START Supplied entries

Issue #1383, opened 2024-11-25
🐛 [Bug] SQLite support broken


indridieinarsson:
## 🐛 Bug
When running cypht with sqlite backend (in my opinion a very nice db backend for self-hosting for personal use), cypht simply refuses to start up:

```
✔ Container cypht-cypht-1  Created                                                                                                                                                                                                                                        0.1s
Attaching to cypht-1
cypht-1  |
cypht-1  | Unsupported DB driver: sqlite
cypht-1 exited with code 1
```

PR #1384, opened 2024-11-25
Fix database driver check where sqlite was forgotten

indridieinarsson:
## 🍰 Pullrequest
cypht would not work with sqlite database.

### Issues
#1383

### DIFF
--- a/scripts/setup_database.php
+++ b/scripts/setup_database.php
@@ -56,6 +56,8 @@ if ($db_driver == 'mysql') {
         error_log('The following required PostgreSQL extensions are missing: ' . implode(', ', $missing_extensions) . ". Please install them.\n");
         exit(1);
     }
+} elseif ($db_driver == 'sqlite') {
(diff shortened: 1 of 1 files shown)


scripts/setup_database.php
```diff
@@ -56,6 +56,8 @@
         error_log('The following required PostgreSQL extensions are missing: ' . implode(', ', $missing_extensions) . ". Please install them.\n");
         exit(1);
     }
+} elseif ($db_driver == 'sqlite') {
+    error_log("Nothing to be done for db driver: {$db_driver}");
```
josaphatim, line 60: Hello @indridieinarsson 

Thank you for this. But I think instead of writing to error log while there is no error we can just can the else to else if and test if $db_driver != 'sqlite'.

Thank you!

marclaporte:
Thank you @indridieinarsson and @josaphatim

PR #1486, opened 2025-04-03
fix(backend): update sieve manager to latest release

Shadow243:
Update sieve manager to the latest released version


marclaporte:
Also done for branch 1.4.x: https://github.com/cypht-org/cypht/pull/1487

PR #1490, opened 2025-04-08
fix(frontend/backend): prevent Sieve connection error when disabled in settings

Shadow243:


modules/imap/hm-ews.php
```diff
@@ -151,7 +151,7 @@ public function get_folder_status($folder) {
             } else {
                 $result = $this->api->getFolderByDisplayName($folder, Enumeration\DistinguishedFolderIdNameType::MESSAGE_ROOT);
                 if (! $result) {
-                    throw new Exception('Folder not found.');
+                    throw new Exception('Folder '. $folder .' not found.');
```
Shadow243, line 154: I'm going to leave a message for @kroky  to confirm my theory about this.

language/az.php
```diff
@@ -411,7 +411,7 @@
     'Added SMTP server!' => 'SMTP server əlavə edilmişdir!',
     'Added repository' => 'Anbar əlavə edilmişdir',
     'Added server!' => 'Server əlavə edilmişdir',
-    'Are you sure?' => 'Siz əminsiniz?',
+    'Are you sure you wanto to delete this server? ' => 'Siz əminsiniz?',
```
marclaporte, line 414: typo

modules/imap/hm-ews.php
kroky: Looks good

modules/sievefilters/modules.php
```diff
@@ -1373,31 +1374,32 @@ public function process() {
...
-        try {
-            $client = $factory->init($this->user_config, $imap_account);
-
-            $blocked_senders = [];
-            $current_script = $client->getScript('blocked_senders');
-            if ($current_script != '') {
-                $blocked_list = prepare_sieve_script ($current_script);
-                foreach ($blocked_list as $blocked_sender) {
-                    $blocked_senders[] = $blocked_sender;
+        if($this->module_is_supported('sievefilters')  && $this->user_config->get('enable_sieve_filter_setting', DEFAULT_ENABLE_SIEVE_FILTER)){
```
kroky, line 1377: How would the sievefilters module be not supported when you are in that module? If other modules call this one in their setup files, we should probably move those setup lines to the sievefilters/setup file which is only loaded when the module is loaded.

Shadow243: @kroky We added the ability to disable a module via the interface(Related PR: https://github.com/cypht-org/cypht/pull/675), even if the module is defined in the `.env` file. Since this update, it's now possible to disable Sieve even if it remains declared in `.env`.

Screenshot 2025-05-01 at 19 55 42

I checked: all calls are coming from this module.

Shadow243:
@kroky I've applied the changes requested at [https://github.com/cypht-org/cypht/commit/18aea3e82694b9a81fc4e02008f0885d1ff77329#r157342289](https://github.com/cypht-org/cypht/commit/18aea3e82694b9a81fc4e02008f0885d1ff77329#r157342289)

modules/sievefilters/modules.php
kroky: What does it mean that sieve filter is not enabled via UI? Isn't it the same as the .env - user selects it and the module is not loaded at all or does it mean something else?

Shadow243:
> Yes, that's quite better, thanks! I am doing some more considerable refactoring in master due to the performance degradation we face and once I merge this, we can check the conflicts here and then merge this one as well.


@kroky I’ve just resolved the conflict. Everything should be in order now. feel free to review.

marclaporte:
@Shadow243 A test is failing

Shadow243:
> @Shadow243 A test is failing

@marclaporte Yes, indeed. The Selenium test is buggy but is being fixed at https://github.com/cypht-org/cypht/pull/1534.

modules/sievefilters/modules.php
Shadow243: The idea was to provide an extra level of control: even if Sieve is enabled in the .env, we should still be able to disable it through the UI if needed. This way, a user can deactivate Sieve at the settings level without touching the .env file. It acts as a second layer of deactivation. so even if it’s technically active via .env, it becomes inaccessible if turned off in the UI.

kroky: Yes, I understand the UI part. I don't understand the technical implementation. If sieve is not enabled via .env or via settings, then the relevant sieve modules should not be loaded. We shouldn't have many places where we check 'if enabled do this, otherwise do that". Module system is flexible enough to provide checks which modules to load and if modules are loaded, they are executed.

modules/api_login/modules.php
```diff
@@ -1,5 +1,6 @@
 <?php
 
+require_once APP_PATH.'modules/core/handler_modules.php';
```
kroky: Please get rid of these includes. Module loading system shouldn't be part of the individual modules' code. Furthermore, core module should always be loaded.

modules/imap_folders/modules.php
```diff
@@ -319,6 +319,17 @@ public function process() {
         if (array_key_exists('imap_server_id', $this->request->get)) {
             $this->out('folder_server', $this->request->get['imap_server_id']);
             $this->out('page', $this->request->get['page']);
+            $this->out('trigger_default_submit', false);
+        }else {
+            // as requested, if there no selected server we should select on by default based on profiles
+            require_once APP_PATH.'modules/profiles/hm-profiles.php';
```
kroky: Again, we don't require modules and functions like this. If profiles module is enabled, use it directly. It already has methods to init the profiles, etc. - which should be included in this module's setup.php, so the profiles are already available (and only available) when the profiles module is turned on.

modules/imap_folders/site.js
```diff
@@ -1,51 +1,79 @@
...
-    $('a', folder_location).not('.'+link_class).not('.close').on("click", function() { set_folders_page_value($(this).data('id'), container, target, id_dest); return false; });
-    $('.close', folder_location).on("click", function() {
+
+    // 1. Get the <a> element
+    const link = document.querySelector('.'+link_class);
+    // 2. Save the <i> element
+    const original_icon = link.querySelector('i');
+    const original_icon_clone = original_icon.cloneNode(true);
+    // 3. Create the spinner
+    const spinner = document.createElement('div');
```
kroky: Why do you have all these unrelated updates when the PR is for sieve connection? It is better to have PRs that are self-contained - easier to review, easier to trace in the history.

modules/keyboard_shortcuts/modules.php
```diff
@@ -61,6 +61,8 @@ public function process() {
             $this->session->set('user_data', $user_data);
             $this->session->record_unsaved('Shortcut updated');
             Hm_Msgs::add('Shortcut updated');
+            $this->save_hm_msgs();
+            Hm_Dispatch::page_redirect('?page=shortcuts');
```
kroky: This also seems totally unrelated. Please commit bug fixes to separate PRs.

modules/sievefilters/modules.php
```diff
@@ -1373,39 +1373,64 @@ public function process() {
...
-        } catch (Exception $e) {
-            Hm_Msgs::add("Sieve: {$e->getMessage()}", "danger");
-            return;
         }
     }
 }
 
+class Hm_Handler_check_sieve_configuration extends Hm_Handler_Module {
+    public function process() {
+        if($this->module_is_supported('sievefilters')  && $this->user_config->get('enable_sieve_filter_setting', DEFAULT_ENABLE_SIEVE_FILTER)){
```
kroky: You can safely skip 'module_is_supported' here. You are inside sievefilters modules, if this is loaded, then module is supported, yes. Keep the check for config.

Regarding the check from config - I believe it is better to move this elsewhere. If the setting is disabled by the user config, then many of the modules defined here in this file need to be disabled (i.e. not executed). Unfortunately, we cannot do this for all the modules, as the setting itself is a module and triggering that needs to work even if it is unchecked (disabled by the UI). Thus, I thought of doing this in setup.php but we don't have the user config loaded there as there are modules to load the config. Hmm, then we might have no other choice but have all these if user enabled sieve, then execute the module. Maybe you can at least move this to a function and call it immediately at the start of each module process method which checks if the user has enabled it. If not, it returns immediately. This way, we don't need to wrap the whole module code in an if, thus indenting one way further.

Shadow243:
Hi Victor,

I’ve split the changes as you suggested — the updated PR now focuses solely on the Sieve connection fix, keeping it clean and self-contained.

Original PR: #1490
Updated PR: 

1. https://github.com/cypht-org/cypht/pull/1536
2. https://github.com/cypht-org/cypht/pull/1537
3. https://github.com/cypht-org/cypht/pull/1538
4. https://github.com/cypht-org/cypht/pull/1539

Let me know if you have any further suggestions!

modules/sievefilters/modules.php
```diff
@@ -1373,39 +1408,69 @@ public function process() {
...
-        list($success, $form) = $this->process_form(array('imap_server_id'));
-        if (!$success) {
-            return;
-        }
+        if ($this->should_skip_execution('enable_sieve_filter_setting', DEFAULT_ENABLE_SIEVE_FILTER)) return;
 
-        Hm_IMAP_List::init($this->user_config, $this->session);
-        $imap_account = Hm_IMAP_List::get($form['imap_server_id'], true);
+        // Sieve may be enabled via .env but disabled in the settings, so we need to verify
+        if($this->user_config->get('enable_sieve_filter_setting', DEFAULT_ENABLE_SIEVE_FILTER)) {
```
kroky: No need for this if statement - you already check with should_skip_execution.

modules/sievefilters/modules.php
kroky: Looks better, thanks. Still not ideal but we can move forward with this approach for now and refactor module lib later to allow more elegant exclusion of modules based off user config.

modules/sievefilters/modules.php
Shadow243: Updated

END Supplied entries

Work instruction >>
Report all lines of the data that include the word "əminsiniz".

Task result >>
-    'Are you sure?' => 'Siz əminsiniz?',
+    'Are you sure you wanto to delete this server? ' => 'Siz əminsiniz?',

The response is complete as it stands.